Türkiye’deki Kürt enternasyonalist ve ümmetçileri, enternasyonalizmi ve ümmetçiliği genel olarak Türklerden öğrendiler. Türk okullarından, Türk camilerinden, Türk kitaplarından öğrendiler. Bu okullar, camiler, kitaplar ise Türklükten yana taraftırlar. Kürt meselesinde Türk ulus-devletinin çıkarı için çaba vermektedirler. Bu amaçla oluşturulmuşlardır. Örneğin okullarda Kürt hareketleri “zararlı cemiyetler, teröristler, bölücüler” olarak yer almaktadır. Aynı tutum camilerde verilen vaazlarda da kendisini göstermekte ve bunun yanında Türk-islam vurgusu ön plana çıkarılmaktadır. Kürt enternasyonalistleri enternasyonalizmi Kemalist devrimin yanında yer almış “solcu” kişi, parti ve kurumlardan öğrenmiştir. Kürt ümmetçisi de ümmetçiliği “İslam’a Türkler öncülük etmiş ve edeceklerdir” diyen Diyanet vb. kişi ve kurumlardan öğrenmişlerdir. Oysaki hem okul hem Diyanet vb. kurumlar tamamen Türk ulus-devlet yaratma projesi çerçevesinde oluşturulan yanlı kurumlardır. Türkiye’deki sol örgüt ve kurumları içerisindeki herhangi Kürt bir solcu veya İslamcı örgüt ve kurumları içerisindeki herhangi Kürt bir İslamcı, Kürt haklarından bahsettiğinde “enternasyonalist” ve “ümmetçi” olmamakla, “milliyetçi” olmakla suçlanmıştır. Bu suçlama karşısında Kürt solcusu “enternasyonalist” olmak, öyle kabul edilmek adına; Kürt İslamcısı da “ümmetçi” olmak ve kabul edilmek adına Kürt haklarından bahsetmemiş, bu haklarından feragat etmiştir. Daha da ötesi Kürt haklarından ne kadar uzaklaşmışsa o kadar “enternasyonalist” ve “ümmetçi” olmuş ve Türk enternasyonalist ve ümmetçilerce kabul görmüştür. O da olabildiğince uzaklaşmış ve gelinen noktada dünyada başkasının hakkı konusunda haklının yanında rahatça taraf olabilirken kendi hakları konusunda taraf olamayan, bundan kaçınan bir konuma düşmüştür.

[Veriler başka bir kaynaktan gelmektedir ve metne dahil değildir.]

PR #2096, opened 2024-12-06
feature: Remove group from legend

### LINKED ISSUE #2093: Be able to remove subgroup from map
We are developing a function where the user can add layers from our geoserver catalogue and in case the layer is a Geoserver Layer Group it is split into the individual layers and put inside a subgroup of Mina lager. This subgroup should be able to be removed similar to how it works for individual layers.

Context menu where the user can remove a subgroup

image

jokd:
Fixes #2093 
Adds a removable option for subgroups


johnnyblasta:
Getting this when testing on a subgroup:
image

jokd:
Had to rewrite the onRemoveGroup method since it didn't actually remove groups, only subgroups.
Configure like this:
```
    {
      "name": "agroup",
      "title": "A group",
      "removable": true,
      "expanded": true,
      "groups": [
        {
          "name": "subgroup1",
          "title": "subgroup1",
          "removable": true
        }, 
        {
          "name": "subgroup2",
          "title": "subgroup2",
        }
      ]
    }
```

jokd:
@johnnyblasta Wanna have another look?

johnnyblasta (approved):
LGTM
Some documentation on it though, so we can merge.

jokd:
> LGTM Some documentation on it though, so we can merge.

Docs are here: https://github.com/origo-map/origo-documentation/pull/345

PR #2097, opened 2024-12-06
fix: Adding layers to map without overlays

### LINKED ISSUE #2095: Error when adding layers to map without overlays
**Describe the bug**
When adding a layer to a map without layers the legend gets corrupt

**To Reproduce**
1. Create a amap with groups but no layers except background layers
2. Add a layer with the API or Layermanager plugin
3. Cry

**Screenshots**
image

jokd:
Fixes #2095

### DIFF
--- a/src/controls/legend.js
+++ b/src/controls/legend.js
@@ -223,6 +223,7 @@ const Legend = function Legend(options = {}) {
   const setVisibleLayersViewActive = function setVisibleLayersViewActive(active) {
     if (!visibleLayersControl) return;
     visibleLayersViewActive = active;
+    overlaysCmp.readOverlays()
     if (visibleLayersViewActive) {
       document.getElementById(overlaysCmp.getId()).classList.add('hidden');
       document.getElementById(visibleOverlaysCmp.getId()).classList.remove('hidden');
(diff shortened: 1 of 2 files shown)


Grammostola:
I'm having difficulties reproducing the issue.
If I
-Create a map with groups but no layers except background layers
-Add a layer with the API or Layermanager plugin

Then what appears are the groups. (A map with groups beside "background" (and root) shows no groups if no layers are present. The groups appear when layers are added and disappear when layers go missing again. This appears the same with your proposed change. )

What am I missing?

jokd:
> I'm having difficulties reproducing the issue. If I -Create a map with groups but no layers except background layers -Add a layer with the API or Layermanager plugin
> 
> Then what appears are the groups. (A map with groups beside "background" (and root) shows no groups if no layers are present. The groups appear when layers are added and disappear when layers go missing again. This appears the same with your proposed change. )
> 
> What am I missing?

Looked at my config and the legend option `"visibleLayersControl": true` is apparently needed to mess it up.

Grammostola:
Right, that and reproducing it in the correct version (current Origo master) made the reported issue reproducible (the groups show initially then disappear when a layer is added and the added layer isn't seen either in the legend. Hitting the visible layers control button twice seemingly remedies the situation. )

I'm not getting this PR to run so well. Unless `"visibleLayersViewActive": true` (it defaults to false) it crashes on start. If `"visibleLayersViewActive": true` then the groups aren't visible on start, they do appear after a layer is added but then the legend looks a bit glitchy.

jokd:
Replaced with #2115

PR #876, opened 2025-11-27
fast filtering on phase current values

Gabrielerusso:
Implemented light filtering on phase current readings

- Added a 3‑sample sliding window average followed by two cascaded first‑order low‑pass filters.
- Designed to be computationally efficient with minimal phase delay.
- Filtering smooths noisy current measurements while raw values are still used for overcurrent protection, so safety mechanisms remain unaffected.

Also does sampling only when needed, saving some clock cycle.

### DIFF
--- a/motor/foc_math.h
+++ b/motor/foc_math.h
@@ -44,6 +44,8 @@ typedef struct {
 	float phase_sin;
 	float i_alpha;
 	float i_beta;
+	float i_alpha_filter;
+	float i_beta_filter;
 	float i_abs;
 	float i_abs_filter;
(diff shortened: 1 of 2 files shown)


Gabrielerusso:
I tested those modifications for more than 10000km on 3 differents ESC with firmware 6.05 and 6.06, i've now rebased the modifications on the current master version for easier testing by other users.

I've seen lower current (and power) peaks registered due to filtering, this does not impact real power consumption but just dampen spikes that are mostly not real but artifacts.
If someone is willing to try it and give a feedback it would be appreciated.

PR #877, opened 2025-12-20
Add the crash_diag terminal command for diagnosing resets and crashes

lukash:
Changes the fault handlers so that on a fault all the relevant registers (those dumped on the stack by the MCU and the fault information registers) are stored in a RAM struct (in the .noinit section) before resetting. Same with the Chibios halt, stores the pointer to the reason string before resetting.

On a bootup, the RAM struct is only initialized if Power On reset flag is set, and the reset flags are also stored in the struct.

This is all the possible information about why a reset could have occurred, which is then exposed via the `crash_diag` terminal command. Example output:
```
-> crash_diag 

Reset flags: Reset Pin,Software
System crashed, registers:
r0: 0x00000000
r1: 0x080728a6
r2: 0x00000000
r3: 0x20000800
r12: 0x50000020
lr: 0x080145a5
pc: 0x080145a8
psr: 0x61000000

cfsr: 0x00010000
hfsr: 0x40000000
mmfar: 0xe000ed34
bfar: 0xe000ed38
afsr: 0x00000000
shcsr: 0x00000000
```

With this output and the firmware .elf file (and in case of a package crash the package .elf) it should be possible to find the causes of a lot of in-the-field crashes and resets in general.

### DIFF
--- a/main.c
+++ b/main.c
@@ -294,10 +294,14 @@ static bool should_reset_config(void) {
 }
 
 int main(void) {
-	if (RCC->CSR & RCC_CSR_PORRSTF) {
-		// In case of Power On reset erase the whole struct
+	if (crash_info.magic != CRASH_INFO_MAGIC) {
+		// Erase the struct when the contents did not survive: first power-up
+		// from cold, SRAM decay after a long power loss, or a firmware update
+		// moving the section.
 		memset(&crash_info, 0, sizeof(crash_info));
+		crash_info.magic = CRASH_INFO_MAGIC;
 	}
+	crash_info.boot_count++;
 	crash_info.reset_flags = RCC->CSR;
 
 	// Clear the reset flags
@@ -481,6 +485,7 @@ static void stop_motor_and_reset(void) {
 void main_system_halt(const char *reason) {
 	crash_info.halt_reason = reason;
 	crash_info.type = CRASH_HALT;
+	crash_info.crash_boot = crash_info.boot_count;
 
 	stop_motor_and_reset();
 }
@@ -518,6 +523,7 @@ void fault_handler_c(uint32_t *hardfault_args) {
 	crash_info.registers.shcsr = SCB->SHCSR;
 
 	crash_info.type = CRASH_REGISTERS;
+	crash_info.crash_boot = crash_info.boot_count;
 
 	stop_motor_and_reset();
 }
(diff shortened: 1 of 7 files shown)


lukash:
@vedderb I've revised the PR, fixed a few issues and extended it a bit (to better cover mainly power delivery issues).

Especially in light of the mysterious IMU-related reset I'd really like to have this in 7.01, but it can be immensely useful in general to anyone dealing with crashes or resets.

I would actually like to extend this in the future for VESC Tool to check for the crash info and report it via a popup dialog. As of now, people having crashes/resets are completely in the dark, they can't really easily know if they even got a crash or what caused their controller to reset, which is pretty bad in a PEV, and especially if we're talking Onewheels (a crash is guaranteed).

I realize flash usage is a concern, so I tried to keep the flash increase minimal, but obviously code like this is going to take up some more space. However, I looked into flash usage and I'll submit a couple PRs that can free up thousands of kB (this PR adds ~1200 kB IIRC).

Note the last commit, which in addition to provide data from the PVD also enables it - the code was there to handle the fault, but the PVD itself wasn't enabled.

main.c
```diff
@@ -107,7 +109,7 @@ static THD_FUNCTION(flash_integrity_check_thread, arg) {
 
 	for(;;) {
 		if (flash_helper_verify_flash_memory_chunk() == FAULT_CODE_FLASH_CORRUPTION) {
-			NVIC_SystemReset();
+			chSysHalt("Flash corruption detected.");
```
vedderb, line 112: chSysHalt is problematic here. If the motor is running the PWM updates will freeze and result in a blown power stage almost instantly. If flash is indeed corrupted and we don't trust the machine code anymore the best thing that can be done here is a reset, which is what it did before.

vedderb:
Nice update, I think this information is worth having for sure. I had a quick look and gave one comment, but I will have a more careful later.

main.c
lukash: I believe this is not the case. We define `CH_CFG_SYSTEM_HALT_HOOK(reason)` as `main_system_halt(reason)` and that calls `stop_motor_and_reset()` at the end, so it's the same path as all the crash handlers etc. So this should be correct IMO.

vedderb: I think you are correct, this change should be fine then.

Bu durum Rojava Kürdistan’ına yaklaşımda da kendisini açığa vurmaktadır. Rojava Kürdistan’ında dışarıdan gelen kimi İslamcı gruplar yerleşik Kürtlere saldırmakta ve bu saldırılarda sivillere yönelik de insan kanını donduran vahşi yaklaşımlar sergilemektedirler. Haklı-haksızın çok net olduğu bir durum söz konusudur. Bu saldırılar karşısında Kürt enternasyonalist ve ümmetçisi söz konusu Kürtler olmasa saldırıya uğrayan o insanlardan yana düşünmeden taraf olacaklarken söz konusu kendi ha(l)kları olunca ikircikli davranmaktadırlar. Kürt enternasyonalistinin bilinç altinda “açıkça Kürtlerden yana taraf olursam acaba ‘milliyetçi’ görünür müyüm?” endişesi yatmaktadır. Ayrıca genellemeci bir bakışla Esed’i Suriye’deki konumunun dışına çıkarıp sadece emperyalistlere karşı olma yönüyle ele alıp Esed’den yana taraf olma fikri üzerinde de durmaktadır. Ama Kürtlerden yana taraf olma üzerinde düşünmemekte, düşünse bile bundan çekinmektedir. Yine Kürt ümmetçisi, saldıran gruplar “İslam” adını kullanıyorlar diye onlara yönelik ciddi bir tavır alamamakta, kimi kişi ve kurum ise daha da öteye giderek bu çetelerin yanında olduklarını belirtmektedirler.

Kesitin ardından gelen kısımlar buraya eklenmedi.